Sydon i Tyr (1. dzień) – starożytne miasta fenickie, do zwiedzania pozostałości świątyń. W Sydon zamek Krzyżowców (Water castle). Dojazd autobusem Bejrut – Sydon (60 km, 3000 livres), Sydon – Tyr (30 km, 1500 livres). Wstępy: Tyr – 2000 livres, Sydon – 3000 livres.

Bejrut (2. dzień) – kiedyś znany jako Paryż Wschodu, w tej chwili w odbudowie. Na wybrzeżu znajdują się ciekawe formy skalne (Pigeons Rocks), można także zajrzeć do Muzeum Narodowego (Mathaf), wstęp 1000 livres. Service taxi (taxi zbiorowa) po mieście kosztuje 1000–2000 livres, zwykłe taxi 5000 livres.

Beit Eddine (3. dzień) – zamek Beshira II (XIX w). Dojazd service taxi (40 km, 3000 livres), wstęp 5000 livres. W drodze powrotnej można zatrzymać się przy Moussa Castle, gdzie znajduje się muzeum folkloru libańskiego. Wstęp 5000 livres, można nie wchodzić, bo z zewnątrz wygląda dużo ciekawiej. Dojazd service taxi do Deir El Qamar (1000 livres) – miasto z typową muzułmańską architekturą. Dojazd service taxi do Kfarhim Grotto 2000 livres, wstęp do jaskiń 5000 livres, service taxi do Bejrutu 3000 livres (łapie się prosto z drogi).
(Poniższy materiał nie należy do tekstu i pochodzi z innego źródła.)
PR #2522, opened 2025-12-12
[NECV25] changed a little bit more...

swausd:
Missed deleting line 333 (now 330)  from @ghaerr comment.


ghaerr:
Ha! I was wondering about that! I don't see much point in using else after returns, so glad to see this :)

PR #2524, opened 2025-12-12
[elkscmd/inet] netcat-style network utility

sepen:
I have added a new lightweight **netcat** implementation for **ELKS**.
The goal was to provide a simple TCP client/server tool, similar in spirit to the classic Unix netcat, but written from scratch to fit the limitations of **ELKS**: small memory, no fork/exec overhead, and minimal libc use.

It supports two basic modes:
- **Client mode**: `netcat <host> <port>`: It resolves the hostname using **ELKS**’s `in_gethostbyname()`, connects, and forwards data between stdin/stdout and the TCP socket.
- **Listen mode**: `netcat -l <port>`: It binds and accepts a single incoming TCP connection.

Instead of adding command-line options, I chose to keep things simple and use environment variables for optional behavior:
- `NETCAT_DEBUG=1`: Enables debug messages showing resolve/connect/select steps.
- `NETCAT_MAXBYTES=<n>`: Stops after sending/receiving a total of n bytes, useful for tests or scripted interactions.

The program is intentionally minimal, but still very usable for testing services, making simple TCP connections, debugging servers, or piping data through the network. 

If desired, we can extend it later (timeouts, NETCAT_EXEC, etc.), but for now I think this provides a small and reliable **netcat** suited to **ELKS**.

**Features not included** (by design)

To keep the program small and reliable for ELKS:

- No UDP mode
- No exec feature (-e, -c)
- No port scanning
- No telnet option negotiation
- No IPv6
- No proxy support (SOCKS / HTTP-CONNECT / TLS)
- No timing/interval options (-w, -i)
- No verbose/hexdump modes (only simple NETCAT_DEBUG=1)
- No multiple / parallel connections

**Screenshot**

Screenshot 2025-12-12 at 00 50 30


ghaerr:
Wow @sepen this is fantastic, very well done! Thank you, I will commit now so I can start playing with it :)

PR #2532, opened 2025-12-16
[NECV25] Support for 2nd console on "Serial 0" for NEC V25 port

swausd:
Usually, the internal MCU UART "Serial 0" is configured as a hardware SPI to connect an SD card. If slower software SPI is configured, the now free "Serial 0" is set up as a second serial console.

This is the preparation to work on some xyz-modem app to get files down-/up-loadable via serial port. With only one serial port this is nearly impossible to test.

### DIFF
--- a/elks/arch/i86/drivers/char/console-serial-necv25.c
+++ b/elks/arch/i86/drivers/char/console-serial-necv25.c
@@ -4,9 +4,11 @@
  * This file contains code used for the embedded NEC V25 family only
  * Based on Santiago Hormazabal console-serial-8018x.c
  *
- * Uses the MCU internal serial 1 port as tty console.
- * Serial 0 is used as SPI for SD card interface and cannot be used
- * for serial communication.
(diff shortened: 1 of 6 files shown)


ghaerr:
Looks good @swausd, thank you!

> This is the preparation to work on some xyz-modem app to get files down-/up-loadable via serial port. 

NIce. BTW @tyama501 is working on an ELKS kermit, I believe.

> With only one serial port this is nearly impossible to test.

Actually, I thought some versions of XMODEM allowed it run and receive on the tty it was started from, using a command line option?

swausd:
> BTW @tyama501 is working on an ELKS kermit, I believe.

I have seen that, but I am only fan of kermit the frog ;-)

>>  With only one serial port this is nearly impossible to test.

> Actually, I thought some versions of XMODEM allowed it run and receive on the tty it was started from, using a command line option?

That is true and I am aiming for that. But testing with only one serial port is a PITA.

PR #2560, opened 2026-01-01
[kernel] Move syscall vector to .text, reduce number of unused entries

ghaerr:
The syscall vector is moved to .text from .data, operating the same way ROM kernels always have. This frees up 414 bytes in the kernel .data section.

Additionally, the networking and fmemalloc/fmemfree system calls from 198-207 are renumbered 75-83, freeing up 492 bytes .data when CONFIG_TRACE tracing is compiled in, and reduces the size of the syscall vector by 246 bytes.

NOTE: Renumbering the high 10 syscalls requires recompilation of the ELKS, OWC and C86 C libraries, as well as applications using networking or fmemalloc/fmemfree. This is all done automatically when building the system via `make clean; make`, followed by `make owc` or `make c86` when configured for OWC or C86.


ghaerr:
This change will require the following apps to be relinked in order to run: Nano-X, Doom, 8086-toolchain, C86/OWC libraries, ngIRCd, elkirc, and possibly Lua.

Even though this introduces incompatibility with previously linked networking applications and programs using far memory, I think it worth getting this done prior to release v0.9, to save space in the longer term and reduce the large current NUL gap in the system call list. 

My hope is to mitigate most these factors by introducing a mechanism to build known external programs along with the v0.9 release and including the working and tested binaries in a full ELKS distribution, for the first time.

tyama501:
My Japanese text viewers also using fmemalloc.
Although may be I am only one using it but I will release another build after this merge.

tyama501:
Hello @ghaerr 

I'm not sure this is related to this PR,
but I got undefined symbols in the elkscmd/gui
after doing make c86.

image

I have rebuild 8086 toolchain before this.
make and make owc worked well.
Do you have any idea why this happen?

Thank you.

ghaerr:
Hello @tyama501,

I am guessing something might still be incorrect about building C86 support from scratch, or that the ELKS build is trying to build C86 elkscmd/gui too early. Can you try running
```
$ ./buildc86.sh
```
and see if that fixes it? It appears that libc/libc86.a may be out of date. If that is the case, perhaps running
```
$ cd libc
$ make -f c86.mk clean
$ make -f c86.mk
```
will help.

Thank you!

tyama501:
I'm not sure why but ./buildc86.sh worked!

Although paint is not supported for PC-98, thank you :)

ghaerr:
> I'm not sure why but ./buildc86.sh worked!

Good to know, something is wrong with `make c86`, I've made a note of it.

> Although paint is not supported for PC-98

Should you ever want to look further into it, the graphics operations are contained in elkscmd/gui/vgalib.h and graphics.c. However, there are certain aspects of paint that are dependent on VGA hardware. We can discuss that should you become interested in porting it. Since your work has been in successfully porting Nano-X to PC-98, this probably isn't necessary though.

ghaerr:
@tyama501,

> something is wrong with make c86, I've made a note of it.

The C86 build of paint.c86 in elkscmd/gui is only supposed to occur when the following is set in .config. Can you check your .config to see what is the setting?
```
CONFIG_APPS_C86=y
```
The same for building OpenWatcom applications, the following should be set (or unset if not desired):
```
CONFIG_APPS_WATCOM=y
```

tyama501:
Hello @ghaerr 

I have rebuilt c86 and copied to the latest elks,
but something is still wrong.

If I do make,
meminfo is called...
and get errors.

image

Is this related to the system call difference?
Is it working on your environment?
(If you are aware this it is ok)

Thank you.

ghaerr:
No, I don’t think this is related to syscall changes. The C86 compiler libraries execute meminfo when no memory is available, to show the amount of free memory.

Have you changed the amount of memory available for PC98 recently? This sounds like there is not enough main memory to complete the compilation. I did test this, but will test again with syscall change.

On Jan 11, 2026, at 10:03 PM, Takahiro Yamada ***@***.***> wrote:

﻿
[https://avatars.githubusercontent.com/u/61556504?s=20&v=4]tyama501 left a comment (ghaerr/elks#2560)<https://github.com/ghaerr/elks/pull/2560#issuecomment-3736893458>

Hello @ghaerr<https://github.com/ghaerr>

I have rebuilt c86 and copied to the latest elks,
but something is still wrong.

If I do make,
meminfo is called...
and get errors.

image.png (view on web)<https://github.com/user-attachments/assets/ce1fd559-644c-47fb-b6f4-a98454680ef8>

Is this related to the system call difference?
Is it working on your environment?
(If you are aware this it is ok)

Thank you.

tyama501:
No, I haven't change any conventional memory amount.

This occurs both on the emulator and the real PC.

Thank you.

ghaerr:
Hello @tyama501,

I have tested the C86 build on QEMU and it seems to be working fine, as long as there is disk space available. Are you testing on emulator with HDD? I am not sure if I can get DosBoxX to accept an HDD for me to test PC98.

Your previous screen shot is showing 338K free, which seems to say this isn't about free memory.

Have you rebuilt the entire C86 chain (again)? Please try the following to see if it fixes things:
```
$ ./buildc86.sh
$ ./copyc86.sh
$ make
```
If it still errors, is this happening immediately upon `make` or after completion of several compiles? Additional screenshots would help showing the error. This sounds like it could be to do with syscalls changing but not updating C86, as the C86 compiler uses the fmemalloc function, whose syscall number has changed.

Thank you!

tyama501:
Hello @ghaerr 

I have done that several times, 
but I will look again when I have another time.

One thing I remember is when running it with elks user account not root on the elks,
it says creating /dev/console fails.
I don't understand what that means, but 
that also strange.

Thank you.

ghaerr:
Can you give me more information on exactly when the build fails? Failing immediately after the first make is very different that failing after compiling a few source files. You can screenshot while it's displaying if easier, before meminfo display.

I think /dev/console create failure is bad permissions on /dev/console for non-root users. The \_\_dprintf debug printf code tries to open /dev/console to give certain error messages, and a quick look using ls -l shows /dev/console as mode 600. I will try to fix that, or you can chmod it and try again to confirm.

ghaerr:
@tyama501, another option to try for C86 error is just building a single program: `make chess` rather than `make`. Try that and see what happens, thanks!

tyama501:
Hello @ghaerr ,

It seem that I needed to do
make owclean
and
make c86clean
before doing buildc86.

Now, it worked.
Thank you.

ghaerr:
@tyama501, thank you for letting me know! This means the binaries or libraries were not rebuilt correctly following the syscall vector changes.

I will modify buildc86.sh to clean the OWC libraries also, I think this is the reason for your problem.

Thank you!

PR #2564, opened 2026-01-07
[ekermit] Reduce SCANSIZ since count is 16bits int

tyama501:
Hello @ghaerr 

There was a warning
elksio.c: In function ‘fileinfo’:
elksio.c:513:19: warning: comparison is always true due to limited range of data type [-Wtype-limits]
      while (count < SCANSIZ && !isbinary) { /* Scan this much */

because count is 16bits int in our system.

I have reduced SCANSIZ to eliminate this warning.

Thank you.

### DIFF
--- a/elkscmd/ekermit/elksio.c
+++ b/elkscmd/ekermit/elksio.c
@@ -464,7 +464,7 @@ openfile(struct k_data * k, UCHAR * s, int mode) {
 */
 #ifdef F_SCAN
 #define SCANBUF 1024
-#define SCANSIZ 49152
+#define SCANSIZ 32767
 #endif /* F_SCAN */
 
 ULONG


tyama501:
I have confirmed CAT still can be detected as binary file with this SCAN.

ghaerr:
Although I quickly committed this without looking at it much, I now realize that your proposed fix is in error. The problem is that when SCANSIZ is 32767 and `count` a signed `int`, when count increments past 32767, it's value turns into -32768, which is still smaller than 32767 (SCANSIZ). Thus, this introduces undefined behavior.

A proper fix would entail either turning off F_SCAN (does ekermit actually require knowing whether file is actually binary or not? It should always transfer files as though they are binary, IMO), *or* setting SCANSIZ to a value that won't overflow, so that when incremented, its value is still a positive integer.

Note that count is always incremented by max SCANBUF, so SCANSIZ can be no larger than (32767 - SCANBUF - 1). 

In general, on ELKS, "scanning" a file to determine whether its binary is quite slow, especially on floppy. That is why I propose possibly forcing all transfers to be binary, and then turning off F_SCAN (and fixing SCANSIZ also).

tyama501:
Hello @ghaerr 

Well I think that is intended.
If control characters other than LF etc is not detected untill 37676 and it reaches the 37677 then it is text file.
If it is finded or EOF comes then it is binary file and breaks.

tyama501:
Oh, maybe you mean count += n makes problem.

tyama501:
I will check why binary or text need to be set. It is also selectable in the option.

ghaerr:
> maybe you mean count += n makes problem.

Yes. When count += n is executed, count can become < 0 and continue in loop when SCANSIZ is 32767. This is why SCANSIZ can't be larger than 32767-SCANBUF-1. (Actually that might not be exact number required, depending on read() return value and exact file size. Perhaps better to set SCANSIZ to very small number like 1024, since then scan would be very quick since very few binary files would appear like text files in first 1K bytes.

> I will check why binary or text need to be set. It is also selectable in the option.

I suspect the reason is that text files can get automatic LF <-> CRLF (UNIX <-> DOS) conversion, which was useful in the old days. For ELKS, scanning 32k files on disk is very slow and there is usually no need for file type conversion. I propose always forcing binary mode transfers and \#undef F_SCAN so that file transfer is quicker.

Trypolis (4. dzień) – można odwiedzić XII–wieczny zamek Krzyżowców, skąd widać panoramę miasta (wstęp 5000 livres), Rynek – ludzie chętnie pozują do zdjęć, ale lepiej wcześniej spytać, Wieżę Lwów (Tower of the Lions) XV–wieczną fortecę, mającą strzec wybrzeża przed najazdem Turków. Service taxi Bejrut – Trypolis 3000 livres (88 km), Trypolis – Becharre 3000 livres (40 km). Becharre – główne centrum Maronitów, a także baza wypadowa do rezerwatu cedrów. Stąd około 10km krętej, górskiej drogi lub taxi za 10000–12000 livres (w dwie strony). Powrót do Trypolisu – service taxi 3000 livres, z przystankiem w Kousba, gdzie znajduje się Lebanon Castle. Nie wygląda jak zamek, ale ma ciekawą architekturę.

Ba’albek (5. dzień) – starożytny ośrodek kultu Baala – boga słońca, później przez Greków nazwany Heliopolis, także największy kompleks romańskich świątyń w Libanie. Service taxi Bejrut – Ba’albek 7000 livres, wstęp 10000 livres. Stąd service taxi do Anjar (ruiny pałacu Ommajadów) 4000 livres. Wstęp 6000 livres.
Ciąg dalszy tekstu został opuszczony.